I wouldn't know if Deron has been getting hosed. With the way they have been playing lately, I haven't been able to watch. Seriously, I get WAAAAAAAAAAY too frustrated. If they win a couple of games in a row, then I'll start watching again. Don't get me wrong, I'm a Jazz fan through tough times and good times, but I don't think watching the tough times is good for my health.


----------



## idiot with a bow (Sep 10, 2007)

He's getting inexplicably hosed....


----------



## Chaser (Sep 28, 2007)

He's been hosed for sure- because he wears a Utah jersey


----------



## copper (Sep 11, 2008)

Don't watch enough games, only 2 a month, Thanks KJZZ, but it appears he just throws himself to the floor often when he goes for a layup. Could be the camera angle or just me.


----------



## dkhntrdstn (Sep 7, 2007)

Becasue all of the refs like Koby and James. they get all of the calls. D plays for the Jazz and the refs dont like the Jazz.


----------



## Riverrat77 (Sep 7, 2007)

Here's a solution... shoot jumpers and then you won't have to whine about getting hosed by the refs when you go jumping into the trees and a branch knocks you across the court. :lol:


----------



## Chaser (Sep 28, 2007)

Riverrat77 said:


> Here's a solution... shoot jumpers and then you won't have to whine about getting hosed by the refs when you go jumping into the trees and a branch knocks you across the court. :lol:


Or change your name to "Manu Ginobili", and you can do that anyway, AND get the calls. :roll: :roll: There is definitely something wrong with the officiating these days, and I'm not saying the Jazz are the only ones picked on. The league has its favorites, and it wouldn't surprise me one bit if the refs had a teleconference with Stern before, during halftime, and after the games so they know what he wants.
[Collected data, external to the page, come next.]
PR #13468, opened 2021-05-12
Use provided stub_shebang when building with --build_python_zip

codeschlosser:
Use `stub_shebang` when building with --build_python_zip. Escapes single quotes within `stub_shebang` before passing it to `echo`

[#8685](https://github.com/bazelbuild/bazel/issues/8685)

Tests (Debian 10):
$ bazelisk test //src/test/java/com/google/devtools/build/lib/rules/python/...:all
$ bazel test //src/test/java/com/google/devtools/build/lib/rules/python/...:all


codeschlosser:
@googlebot I signed it!

codeschlosser:
Will reopen with signed user commits

PR #13481, opened 2021-05-16
Remove reference to archived project in docs.

uri-canva:
The buildbarn project at https://github.com/buildbarn/bb-event-service/ was archived over a year ago, as discussed in https://github.com/buildbarn/bb-browser/issues/21, so it's not a good example reference anymore.


aiuto:
Handing this off to @meisterT because we might want to not just delete the reference. Perhaps we should update to something better.

meisterT:
@coeuvre is the Remote Execution person.

coeuvre (approved):

PR #13485, opened 2021-05-17
Delete host_system_name

keith:
This field is never read


keith:
used too much still, likely a breaking change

Its bullcrap.


----------



## Packfish (Oct 30, 2007)

Like this is a new developement--------- been going on since the Pope paid the refs at Notre Dame games with Knute Rockne.


----------



## Riverrat77 (Sep 7, 2007)

Chaser said:


> Riverrat77 said:
> 
> 
> > Here's a solution... shoot jumpers and then you won't have to whine about getting hosed by the refs when you go jumping into the trees and a branch knocks you across the court. :lol:
> ...


Funny, I didn't hear Jazz fans complaining when the old king of flop, Karl Malone, was getting away with it every game. :lol:


----------



## Dead Drifter (Nov 22, 2008)

I think when your team is down by so many points at the end of a game, the refs find it pointless to prolong the agony by calling fouls that will not change the outcome. The games have pretty much been decided in the first quarter. Bad calls or not, this is not a good year for the Jazz. No playoffs will really be hard to take!


----------



## Huge29 (Sep 17, 2007)

1I, sorry, but you are the most biased and skewed person that I know of at present, so I can't take your opinion seriously. It is funny how such bias makes people who are normally reasonable out of their mind, I have seen it first hand as an official myself. The benefit of the doubt should be given to the officials 99% of the time. No one really understands until you put the stripes and whistle on yourself, it is quite eye opening. There is my $0.02.


----------



## Riverrat77 (Sep 7, 2007)

Huge29 said:


> 1I, sorry, but you are the most biased and skewed person that I know of at present, so I can't take your opinion seriously. It is funny how such bias makes people who are normally reasonable out of their mind, I have seen it first hand as an official myself. The benefit of the doubt should be given to the officials 99% of the time. No one really understands until you put the stripes and whistle on yourself, it is quite eye opening. There is my $0.02.


Last night I got asked to ref the game between my 7pm and 9pm churchball games. NO WAY!!! I always think the refs call too much ticky tack stuff at our games but I'd probably get called out for not calling little things so I don't even want to bother with it. When you put on the stripes, nobody likes you, even if calls are going their way. It only takes one they think you missed and you become public enemy #1.


----------



## stick_man (Sep 10, 2007)

NBA refs are like lawyers... 99% of them give the rest a bad name.


----------